Sometimes OpenRefine 'forgets' to add structured data to Wikimedia Commons and I do not know why

Hi everyone,

I am using OpenRefine (first-time user) to upload a bunch of photos to Wikimedia Commons. I have a fairly basic google docs-spreadsheet with a few jpg files and the corresponding data needed to upload to Wikimedia Commons using OpenRefine.

Most of the times, it works just fine, but then, every now and then, a photo is uploaded, but most of the structured data I added in my google sheets is missing. I add things like coordinates, "depicts", author, source, description. It's all missing, but the infobox specifying the license does in fact show up. See an example here: File:EF010 Effretikon MaxVogt 20240807 151918.jpg - Wikimedia Commons

What I do not understand is that other files, from the same upload batch from the same google sheet, are uploaded with all the structured data I provided, see this file (I am told I can only provide two URLs per post as a new user, so here is just a screenshot instead):

I use one google sheet for the upload, and reconciliation in OpenRefine works fine without errors, but some photos have missing information, others don't.
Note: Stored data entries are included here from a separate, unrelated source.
PR #153, opened 2020-04-17
Added a copy method to celloutputbundlenode

AakashGfude:
Added a copy method which also takes `outputs` as argument

fixes https://github.com/ExecutableBookProject/MyST-NB/issues/151

### DIFF
--- a/myst_nb/parser.py
+++ b/myst_nb/parser.py
@@ -259,6 +259,11 @@ class CellOutputBundleNode(nodes.container):
         attributes["output_count"] = len(outputs)
         super().__init__("", **attributes)
 
+    def copy(self):
+        return self.__class__(
+            rawsource=self.rawsource, outputs=self.outputs, **self.attributes
+        )
+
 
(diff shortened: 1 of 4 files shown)


choldgraf:
Is this something that we could add a test for?

AakashGfude:
@choldgraf we can test this as a part of a `latex` build in `test_transform`?

choldgraf:
sure - I just wanna make sure that the bug we think we are fixing doesn't re-surface :-)

AakashGfude:
Hey @choldgraf , what do you think about the test added?

choldgraf:
it looks good to me - is it a test that would have failed w/o the `copy` method?

AakashGfude:
@choldgraf , yes it would not have been able to replace `<CelloutputBundleNode>` with specific mime-type nodes.

choldgraf:
Great - I'll merge tomorrow AM unless somebody else suggests otherwise 👍 nice job @AakashGfude !

PR #1027, opened 2021-02-02
collection_start value is now saved when a plot is flagged

### LINKED ISSUE #665: Add collection start to flag-plots route

rfontanarosa:
fix #665


sirmspencer:
src/clj/org/openforis/ceo/db/plots.clj
148, drop the nil here.  Karen said we will never need the confidence for a flagged plot.
147-149 in clojure, when we can, we column align similar statements.  this includes the right side of the let assignments.
```
(defn flag-plot [{:keys [params]}]
  (let [plot-id          (tc/val->int (:plotId params))
        user-id          (:userId params -1)
        collection-start (tc/val->long (:collectionStart params))]
    (call-sql "flag_plot" plot-id user-id nil (Timestamp. collection-start))
    (unlock-plots user-id)
    (data-response "")))
```


src/sql/changes/update_2021-01-01_flag_collection_start.sql
Drop this file.  `clojure -A:build-db only-functions` will drop and recreate all functions.  I run this every time that I re-deploy the server.

src/sql/functions/project.sql
1141, 1154, 1156 remove _confidence
1162, set confidence to NULL on conflict

PR #1028, opened 2021-02-03
Clean up survey rule designer

sirmspencer:
Errors fixed
- Missing or incomplete validations
    - Example 1 many rules did not check to see if the selected question was valid
    - Example 2 most of the comparisons for lists were insufficient to determine equivalency (i.e. [1].every(e => [1, 2, 3].includes(e)) is true but the two arrays are not equivalent)
- No messages to users.  Errors failed silently
- Silently mutating existing rules without warning the user
- Invalid handling of invalid ui events
    - All of the form components did not have "value" set.  So if a UI change was invalid, the state did not update, but the UI was not reset to match the current (unchanged) state.
- State is not correctly reset when a change dictates.
    - Example 1, when changing from rule type where the different rules share this.state.questionIds
    - When changing a question in incompatible answers, question 2 could be eliminated from the dropdown but q2 and a2 were not reset. When selecting a new question the array of answers was updated without ensuring that the selected answer was a subset.
- Storing easily derived variables in state instead of calculating on submit
- Different types shared single state variables.
- updateOptions uses annoying nested logic without actually eliminating repeat code.

### DIFF
--- a/src/css/custom.css
+++ b/src/css/custom.css
@@ -1,7 +1,7 @@
 /***********/
 /* General */
 /***********/
-#srd td {
+.srd td {
     border-collapse: collapse;
     border: 2px solid rgb(200, 200, 200);
     letter-spacing: 1px;
--- a/src/js/project/ManageProject.js
+++ b/src/js/project/ManageProject.js
@@ -21,9 +21,11 @@ export default class ManageProject extends React.Component {
     /// API Calls
 
     getProjectDetails = () =>
-        Promise.all([this.getProjectById(this.context.projectId),
-                     this.getProjectImagery(this.context.projectId),
-                     this.getProjectPlots(this.context.projectId)])
+        Promise.all([
+            this.getProjectById(this.context.projectId),
+            this.getProjectImagery(this.context.projectId),
+            this.getProjectPlots(this.context.projectId),
+        ])
             .catch(response => {
                 console.log(response);
                 alert("Error retrieving the project info. See console for details.");
--- a/src/js/project/SurveyRules.js
+++ b/src/js/project/SurveyRules.js
@@ -23,7 +23,9 @@ export class SurveyRuleDesign extends React.Component {
                     inDesignMode
                 />
                 <table id="ruleDesigner">
-                    <label className="font-weight-bold mt-2">New Rule:</label>
+                    <caption style={{color: "black", captionSide: "top", fontWeight: "bold"}}>
+                        New Rule:
+                    </caption>
                     <tbody className="srd">
                         <tr>
                             <td>
@@ -95,8 +97,7 @@ export class SurveyRulesList extends React.Component {
 
         "numeric-range": ({min, max, questionsText}) => (
             <>
-                <td>Min: {min}</td>
-                <td>Max: {max}</td>
+                <td>Min: {min}, Max: {max}</td>
                 <td>Questions: {questionsText.toString()}</td>
             </>
         ),
@@ -612,7 +613,7 @@ export class IncompatibleAnswers extends React.Component {
             ));
         const errorMessages = [
             conflictingRule
-                && "A incompatible answers rule already exists for these question / answer pairs. (Rule "
+                && "An incompatible answers rule already exists for these question / answer pairs. (Rule "
                 + conflictingRule.id
                 + ")",
             (questionId1 === questionId2) && "You must select two different questions.",
--- a/src/js/project/SurveyRules.js
+++ b/src/js/project/SurveyRules.js
@@ -1,6 +1,9 @@
 import React from "react";
+import {isNumber, arraysSameElements} from "../utils/generalUtils";
 
 import {ProjectContext} from "./constants";
+
+const getNextId = (array) => array.reduce((maxId, obj) => Math.max(maxId, obj.id), 0) + 1;
 
 export class SurveyRuleDesign extends React.Component {
     constructor(props) {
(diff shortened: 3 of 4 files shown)


lambdatronic:
generalUtils.js:
- Line 121: Rename `arraysSameElements` to `sameContents`.

SurveyRules.js:
- Line 2: Wrong `import` grouping. Local JS libs should be separated from NPM libs with a blank line.
- Lines 2,375,473,474: Rename `arraysSameElements` to `sameContents`.
- Line 16: Remove extra blank line.
- Line 36: this.selectedRuleType -> this.state.selectedRuleType
- Lines 83-166: Eliminate boilerplate in `render` with refactoring. This is 30 lines shorter and is good FP and DOP:
  ```js
  ruleTypeLabel = {
      "text-match": "Text Regex Match",
      "numeric-range": "Numeric Range",
      "sum-of-answers": "Sum of Answers",
      "matching-sums": "Matching Sums",
      "incompatible-answers": "Incompatible Answers",
  };

  ruleSpecificColumns = {
      "text-match": ({regex, questionsText}) => (<td>Regex: {regex}</td>
                                                 <td colSpan="2">Questions: {questionsText.toString()}</td>),

      "numeric-range": ({min, max, questionsText}) => (<td>Min: {min}</td>
                                                       <td>Max: {max}</td>
                                                       <td colSpan="2">Questions: {questionsText.toString()}</td>),

      "sum-of-answers": ({validSum, questionsText}) => (<td>Valid Sum: {validSum}</td>
                                                        <td colSpan="2">Questions: {questionsText.toString()}</td>),

      "matching-sums": ({questionSetText1, questionSetText2}) => (<td>Questions Set 1: {questionSetText1.toString()}</td>
                                                                  <td colSpan="2">Questions Set 2: {questionSetText2.toString()}</td>),

      "incompatible-answers": ({questionText1, answerText1, questionText2, answerText2}) => (<td>Question 1: {questionText1}, Answer 1: {answerText1}</td>
                                                                                             <td colSpan="2">Question 2: {questionText2}, Answer 2: {answerText2}</td>),
  };

  renderRuleRow = (rule, uid) => {
      const {id, ruleType} = rule;
      return (
          <tr id={"rule" + id} key={uid}>
              {this.props.inDesignMode &&
               <td>{this.removeButton(id)}</td>
              }
              <td>{"Rule " + id}</td>
              <td>Type: this.ruleTypeLabel[ruleType]</td>
              {this.ruleSpecificColumns[ruleType].call(null, rule)}
          </tr>
      );
  };

  render() {
      const {surveyRules, children} = this.props;
      return (
          <div id="survey-rule-design">
              <span className="font-weight-bold">Rules:</span>
              <table id="srd">
                  <tbody>
                      {(surveyRules || []).length > 0
                      ?
                          surveyRules.map(this.renderRuleRow)
                      :
                          <tr>
                              <td colSpan="6">No rules set for this survey</td>
                          </tr>
                      }
                      {children}
                  </tbody>
              </table>
          </div>
      );
  }
  ```
- NOTE: The `inDesignMode` optional column exposes a major flaw in the
  table-based layout used here since `children` and the
  `surveyRules.length === 0` rows both use `colSpan="6"`. This table
  code needs to be replaced with CSS flex code (but the refactored
  structure should be fine as is).
- Line 180: Destructure `this.context` and `this.state` to shorten this function's body:
  ```js
  const {surveyRules, surveyQuestions, setProjectDetails} = this.context;
  const {questionId, regex} = this.state;
  ```
- Line 183: Lowercase "text regex match" to match all the other rule components.
- Line 183: Rule # -> Rule (since we don't use a # in `SurveyRulesList.render`)
- Line 200: Missing semicolon.
- Line 254: colSpan="5" !== colSpan="6"
- Line 271: Destructure `this.context` and `this.state` to shorten this function's body:
  ```js
  const {surveyRules, surveyQuestions, setProjectDetails} = this.context;
  const {questionId, min, max} = this.state;
  ```
- Line 274: Your `conflictingRule` test isn't that specific. The error message should be: "A numeric range rule already exists for this question."
- Line 292: Missing semicolon.
- Line 305: All the other rows in this nested table only have 2 columns. There shouldn't be a `colSpan` attribute here.
- Line 374: Destructure `this.context` and `this.state` to shorten this function's body:
  ```js
  const {surveyRules, surveyQuestions, setProjectDetails} = this.context;
  const {questionIds, validSum} = this.state;
  ```
- Line 396: Missing semicolon.
- Line 413: All the other rows in this nested table only have 2 columns. There shouldn't be a `colSpan` attribute here.
- Line 472: Destructure `this.context` and `this.state` to shorten this function's body:
  ```js
  const {surveyRules, surveyQuestions, setProjectDetails} = this.context;
  const {questionSetIds1, questionSetIds2} = this.state;
  ```
- Line 478: "Matching sums rule requires that both selections contain two or more questions."
- Lines 479,450: Missing periods at the end of the error messages.
- Line 502: Missing semicolon.
- Line 519: All the other rows in this nested table only have 2 columns. There shouldn't be a `colSpan` attribute here.
- Line 596: Destructure `this.context` and `this.state` to shorten this function's body:
  ```js
  const {surveyRules, surveyQuestions, setProjectDetails} = this.context;
  const {questionId1, answerId1, questionId2, answerId2} = this.state;
  ```
- Lines 634,640: Missing semicolon.
- Lines 651,655: All the other rows in this nested table only have 2 columns. There shouldn't be a `colSpan` attribute here.
- Lines 254,358,456,572,738: Missing period at end of label text.

sirmspencer:
NOTE: The inDesignMode optional column exposes a major flaw in the
table-based layout used here since children and the
surveyRules.length === 0 rows both use colSpan="6". This table
code needs to be replaced with CSS flex code (but the refactored
structure should be fine as is).
-- I un nested the two tables so the selection doesnt need to specify colspan and try to stay the same size as the rule list.  It was very temping to keep going but I refrained for the sake of review.

lambdatronic:
SurveyRules.js:
- Line 26: `table` can only contain `thead` and `tbody` sections. Move the `label` tag above the `table`.
- Lines 98-99: Combine min and max properties into a single column to ensure all rows always
               have the same number of columns regardless of ruleType:
  ```html
  <td>Min: {min}, Max: {max}</td>
  ```
- Line 615: A incompatible -> An incompatible

PR #1042, opened 2021-02-06
is now possible add a reason when a plot is flagged

### LINKED ISSUE #76: Add reason for flagging a plot bad
Currently we have the option for users to flag a plot as bad without any justification. It will be good to add a dialog for users to provide an explanation as to why the plot was flagged as bad. These can be simple such as "Cloud cover" or "Poor resolution". This will allow administrators to track bad plots in more detail.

Here is a link to the spreadsheet I use to gather the data: EF010 Import Effretikon Station Building - Google Sheets

Any help on why this is happening would be appreciated, because finding out what is missing and then adding it later on is a tiresome process!

Best regards
Moritz

Hi Moritz,

Thanks a lot for reporting this problem! I suspect this could be related to some timing issues in the publication process (with OpenRefine trying to add the structured data or wikitext before the page is actually published).

If this is indeed the root cause of the issue, then you are in luck: @Sebastian has been working on this as a side-effect of his work on supporting larger uploads (> 100MB). I wasn't aware of anyone running into this problem so far, but what you are describing sounds a lot like it.

The corresponding fix is already available in our snapshot releases.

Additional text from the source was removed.